Please write out exactly the lines of the data below from the line holding "### LINKED ISSUE" through the line holding "Also the server", and leave out the rest.

Saved data entries:

↓↓↓

PR #1767, opened 2019-07-30
[es] rule for am/pm abbreviation

tiff:
See https://forum.languagetool.org/t/es-usage-of-am-pm/4522

### DIFF
--- a/languagetool-language-modules/es/src/main/resources/org/languagetool/resource/es/hunspell/spelling.txt
+++ b/languagetool-language-modules/es/src/main/resources/org/languagetool/resource/es/hunspell/spelling.txt
@@ -1,6 +1,5 @@
 # Words that extend the spell checker. See ignore.txt for words that should be
 # completely ignored (i.e. not used to create suggestions).
-# AM
 # Center
 # City
 # derrepente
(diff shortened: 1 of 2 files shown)


fitojb:
I was wondering if this could be made so that the abbreviation is spaced with non-breaking spaces? Like so: _a.&nbsp;m., p.&nbsp;m._

tiff:
Hi @fitojb. Sure, I'm not familiar with Spanish grammar but if you could give some insights why there needs to be a space in between I would be happy to implement this change

fitojb:
We add a space because each abbreviated letter belongs to a different word (respectively, _ante meridiem_ or _post meridiem_). Further examples:
* _que en paz descanse → q. e. p. d._
* _visto bueno → v.º b.º_
* _nota del traductor → N. del T._
* _por ejemplo → p. ej._

The only abbreviations that do not use a space are those written with a slash (which are few): _sin número → s/n_ or _s. n._ We also do not use spaces in initialisms: _ONU_ (UN); _OTAN_ (NATO), etc.

tiff:
@fitojb done. See https://github.com/languagetool-org/languagetool/commit/3548c9a5c36dc425506eb0301b6cb0d639e2d661

Are you interested in contributing rules to the Spanish version of LT? We are in need of someone maintaining and growing the rule set.

PR #1816, opened 2019-08-12
[en] NNP for lowercased 'google'

tiff:
Hi Mike, I noticed that many users were using the noun "google" in lowercase:
> Have you checked the **google**  search?
> It's a **google** plugin, that checks your spelling.

This triggers a false alarm:
Bildschirmfoto 2019-08-12 um 08 43 40


MikeUnwalla:
@tiff, I disagree with the change. Lower-case 'google' as a proper noun is not correct. Or, if it is correct, then lower-case 'languagetool' is also correct.

tiff:
I understand. How can we suggest "Google" for "google" then to prevent the misleading false alarm?

MikeUnwalla:
Put an antipattern for 'google'  in rule A_INFINITIVE and make a POS-aware rule for lower-case 'google' when it is used as a noun or an adjective.

Issue #1694, opened 2019-07-09
[en] "several other"


tiff:
> He and several other.

In this case "other" should be "others".

Took this from the comments of this blog post about LanguageTool: 
https://www.ghacks.net/2019/07/08/languagetool-is-a-free-open-source-grammar-and-spell-checker/

@MikeUnwalla is this maybe a simple one for our open-source version?

tiff:
@MikeUnwalla I'm reopening this. There's no error found in:
> Tom and several other did a great job.

PR #1819, opened 2019-08-13
[en] improve SEVERAL_OTHER

tiff:
For https://github.com/languagetool-org/languagetool/issues/1694

@MikeUnwalla please let me know if this is good.


MikeUnwalla:
@tiff, You can optimize the 'or' and use `<token postag_regexp="yes" postag="SENT_END|VBD?"/>`

But, adding the VB/VBD postags causes many false positives for noun clusters. Use https://community.languagetool.org/ruleEditor/expert?devMode=true&factor=10 to see what I mean.

tiff:
@MikeUnwalla thanks for the feedback. See my recent changes. No more false positives are created.

MikeUnwalla:
@tiff , I don't understand this Git message:

```
Pull request successfully merged and closed
You’re all set—the fix-1694 branch can be safely deleted.
```
I will let you deal with it!

tiff:
It means you can safely delete a git branch after it got merged. I just did that. Thanks for looking into it.

Issue #1468, opened 2019-03-14
[en] false alarm "follow up"


tiff:
> Here's the follow up task.

![Bildschirmfoto 2019-03-14 um 12 23 30](https://user-images.githubusercontent.com/37363/54353330-08c77f80-4654-11e9-9972-db206892debe.png)

Similar to https://github.com/languagetool-org/languagetool/issues/1371

MikeUnwalla:
Why is this a false alarm? Suggestion 2 in the message explains the problem.

tiff:
ah sorry, Mike. I was expecting the same behavior as here:

![Bildschirmfoto 2019-03-14 um 13 49 56](https://user-images.githubusercontent.com/37363/54358221-171b9880-4660-11e9-8a00-1099dc0c4cbf.png)

If the behavior is intended, feel free to close this issue.

MikeUnwalla:
@tiff , it would be nice if the message were the same as the second example. (I think the message is good enough, but I'll leave the issue open because someone may disagree with me.)

Issue #1812, opened 2019-08-11
[en] Improve A_INFINITIVE


tiff:
One of the most deactivated rules from our English users is `A_INFINITIVE`. I think this happens because we don't provide a replacement suggestion.

Some example sentences that make users turn off this rule are:

> Please click the cancel button.

* [x] "Cancel" is not a noun. We should either suggest "Cancellation", suggest "cancel" in quotes or add an antipattern for "button"

> You need to click the unsubscribe link.

* [x] "Unsubscribe" is not a noun. We should either suggest "Cancellation", suggest "unsubscribe" in quotes or add an antipattern for "link"

> Press the delete key on your keyboard.

* [x] In this case we probably should either suggest "deletion" or also add an antipattern for "key".

> I'm waiting for the redeliver.

* [x] Not a noun. We should suggest "redelivery".

> The install failed. 

* [x] "Install" is not a noun. We should suggest "Installation" (same for "uninstall")

> Please give me a renew.

* [x] "renewal" should be suggested.

> I need a recharge.

* [x] "recharge" is not a noun. Maybe this should be one. Seems quite common. I don't know which noun to suggest here.

> I got a write up at work.

* [x] I think we should suggest "write-up".

> I will sent him a thank you letter.

* [x] I think we should suggest "thank-you".

> Thanks for the follow.

* [x] Quite common. "follow" might actually be a noun. (see https://www.merriam-webster.com/dictionary/follow)

What do you think @danielnaber @MikeUnwalla ?

PR #1821, opened 2019-08-13
[en] partially address #1812

tiff:
What's in this PR:
1. Add NN as POS for "follow" (see https://en.wiktionary.org/wiki/follow and https://www.merriam-webster.com/dictionary/follow) "a follow up" is now caught by `CA_FOLLOW_UP` which also offers a suggestion. (this would close https://github.com/languagetool-org/languagetool/issues/1468)
2. Add NN as POS for "recharge" (see https://en.wiktionary.org/wiki/recharge and https://en.wiktionary.org/wiki/recharge)
3. Improve A_INFINITIVE by adding antipatterns
4. In those antipatterns are now "thank" and "google" for which I created special rules
5. Added "merge" as an antipattern to `A_INFINITIVE` to prevent some false alarms in common tech speak: "Can you have a look at the merge request?"

@MikeUnwalla let me know what you think. Thanks!

### DIFF
--- a/languagetool-language-modules/en/src/main/resources/org/languagetool/resource/en/added.txt
+++ b/languagetool-language-modules/en/src/main/resources/org/languagetool/resource/en/added.txt
@@ -3558,6 +3558,8 @@ focalizes	focalize	VBZ
 focalizing	focalize	VBG
 FOCs	FOC	NN
 fo'c'sle	fo'c'sle	NN
+follow	follow	NN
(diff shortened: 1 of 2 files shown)


MikeUnwalla:
@tiff , @danielnaber , the term 'merge request' is a 2-word noun. We don't have an easy way to deal with such terms. It would be nice if we could deal with them in the disambiguation (I'm not sure how).

PR #1823, opened 2019-08-14
[en] add POS for cancel

tiff:
Hey @MikeUnwalla,

I saw many false positives caused by "a/the cancel". 

Webster and Oxford lists it as a noun:
https://www.lexico.com/en/definition/cancel
https://www.merriam-webster.com/dictionary/cancel

Apparently there's no plural form of "cancel". Do I need to add the uncountable POS here?
What is the difference between `NN:U` and `NN:UN`?

### DIFF
--- a/languagetool-language-modules/en/src/main/resources/org/languagetool/resource/en/added.txt
+++ b/languagetool-language-modules/en/src/main/resources/org/languagetool/resource/en/added.txt
@@ -952,6 +952,8 @@ Canadianized	Canadianize	VBD
 Canadianized	Canadianize	VBN
 Canadianizes	Canadianize	VBZ
 Canadianizing	Canadianize	VBG
+cancel	cancel	NN
+cancels	cancel	NNS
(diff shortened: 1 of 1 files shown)


tiff:
Update: Wiktionary lists "cancels" as plural form. https://en.wiktionary.org/wiki/cancel#Noun

MikeUnwalla:
I cannot think of a reason for the plural noun 'cancels' not to exist. The terms are used in a countable way. Refer to the lexico page. If we can have one cancel, we can have "Two stamps franked and with adhesive cancels."

If you want to research how the terms are used, use https://www.english-corpora.org/.

NN:U means that the word is used only as a non-count noun. So, the singular noun 'cancel' must have the postag NN, because it is a countable noun.
NN:UN means that the word can be both countable and non-countable.

tiff:
Thanks @MikeUnwalla. I have added NNS for cancels.

PR #1909, opened 2019-09-04
+ added: CORS preflight OPTIONS request handling for /v2/check

### LINKED ISSUE #1908: CORS preflight OPTIONS request answered 400
It seems like the automatic preflight request that's issued by the browser when firing a CORS request is answered with a status code 400 instead of 200.

Also the server complains:
> 2019-09-04 14:40:10 +0000 An error has occurred: 'Missing 'text' or 'data' parameter', sending HTTP code 400.

Glancing at the code it seems like there's actually no handling for preflight requests yet. So when I issue a request against `/v2/check` the browser sends an OPTIONS request to `/v2/check` but languagetools behaves as if it was a POST request and for there are no parameters (`text`) it answers the preflight request with `400`.

The check handler should check if the http method is OPTIONS and answer accordingly. The same is probably true for any other endpoints. So it might be useful to handle OPTIONS requests further up the chain.

black-snow:
Maybe we should refactor `ServerTools.setAllowOrigin()` into `ServerTools.setAccessControlAllowOrigin()` for consistency.
Also, I only added the OPTIONS check to `/check` - nothing else.

Fixes #1908.

### DIFF
--- a/languagetool-server/src/main/java/org/languagetool/server/ApiV2.java
+++ b/languagetool-server/src/main/java/org/languagetool/server/ApiV2.java
@@ -62,6 +62,11 @@ class ApiV2 {
     if (path.equals("languages")) {
       handleLanguagesRequest(httpExchange);
     } else if (path.equals("check")) {
+      // check for CORS preflight options request
+      if (httpExchange.getRequestMethod().equalsIgnoreCase("options")) {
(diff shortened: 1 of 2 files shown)


black-snow:
The new imports in `ServerTools` are unused and could / should be removed.

PR #1943, opened 2019-09-16
[en] add antipatterns to CHILDISH_LANGUAGE

tiff:
@TiagoSantos81 @danielnaber 
I added some basic antipatterns to CHILDISH_LANGUAGE. Unfortunately they don't work because antipatterns don't work with regexps. What's the alternative to solve this?


danielnaber:
Only short-term and simple alternative is to change the rule to use `<token regexp="yes">` instead of `<regexp>`. If that doesn't work, we could use `<filter>` where Java code removed the false alarms.

tiff:
Closed via https://github.com/languagetool-org/languagetool/commit/7aaf508d9b56e090a0839c767b3a131f77ed7cc6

↑↑↑

Solution below »
### LINKED ISSUE #1908: CORS preflight OPTIONS request answered 400
It seems like the automatic preflight request that's issued by the browser when firing a CORS request is answered with a status code 400 instead of 200.

Also the server complains:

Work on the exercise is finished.